Return only the number of lines in the records below where the string "change" shows up.

[[ EXERCISE DATA, beginning ]]

PR #78, opened 2026-06-15
fix: make drift output and global config cross-platform (Windows)

Yashasvi2229:
## What

  Makes mex's drift output, global config, and test suite work correctly on
  Windows. Previously the new telemetry/feedback/drift code was only exercised
  on Linux CI, so several Windows-only bugs slipped through.

  Source fixes:
  - **Path separators.** `relative()`/`glob` return `\` on Windows, but drift
    issue `file` fields, heartbeat `staleFiles`, scanner entry paths, and
    event-log entries are forward-slash contracts (printed, JSON-serialized,
    consumed by mex-agent). The broken-link/path `patterns/` severity check
    (`source.includes("patterns/")`) silently misfired on Windows, producing the
    wrong severity. Added `src/paths.ts` `toPosix()` and applied it at every
    boundary.
  - **Home dir resolution.** `mexHomeDir()` relied on `homedir()`, which ignores
    `$HOME` on Windows (it reads `USERPROFILE`). Added a cross-platform
    `MEX_HOME` override so the global config / telemetry-id can be isolated and
    relocated.

  Test fixes:
  - telemetry/feedback suites now isolate via `MEX_HOME` instead of `$HOME`.
  - dev-repo guard tests `chdir` out before `rmSync` (Windows can't delete the cwd).
  - gated the POSIX `0o600` mode assertion to non-Windows (NTFS has no mode bits).

  ## Why

  On Windows the suite had 16 failing tests, and two were genuine product bugs
  (not just test issues): drift severity for `patterns/` files was computed
  incorrectly, and the global config/telemetry-id were written to the wrong
  directory. Linux CI could never catch these. This makes mex behave identically
  across platforms.

  ## Type of change

  - [x] Bug fix
  - [ ] New feature
  - [ ] Refactor
  - [ ] Docs
  - [ ] CI/Tooling

  ## How to test

  1. On Windows, run `npm install` then `npm test` → all 231 tests pass
     (previously 16 failed across `telemetry`, `feedback`, `heartbeat`,
     `scanner`, and `checkers`).
  2. On macOS/Linux, run `npm test` → still all green (no behavior change on POSIX).
  3. Spot-check the path fix: run `mex drift` on a project with a `patterns/*.md`
     file containing a broken link → it's reported as a **warning** (not an
     error) on every OS.

  ## Checklist

  - [x] Tests pass (`npm test`)

### DIFF
--- a/src/drift/checkers/broken-link.ts
+++ b/src/drift/checkers/broken-link.ts
@@ -1,5 +1,6 @@
 import { existsSync, readFileSync } from "node:fs";
 import { dirname, resolve, relative } from "node:path";
+import { toPosix } from "../../paths.js";
 import type { DriftIssue } from "../../types.js";
 
 const LINK_RE = /\[([^\]]*)\]\(([^)]+)\)/g;
@@ -13,7 +14,7 @@ export function checkBrokenLinks(
   const issues: DriftIssue[] = [];
 
   for (const filePath of scaffoldFiles) {
-    const source = relative(projectRoot, filePath);
+    const source = toPosix(relative(projectRoot, filePath));
     let content: string;
     try {
       content = readFileSync(filePath, "utf-8");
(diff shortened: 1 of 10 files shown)


theDakshJaitly (approved):
LGTM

[[ EXERCISE DATA, end ]]

**TASK ANSWER**
2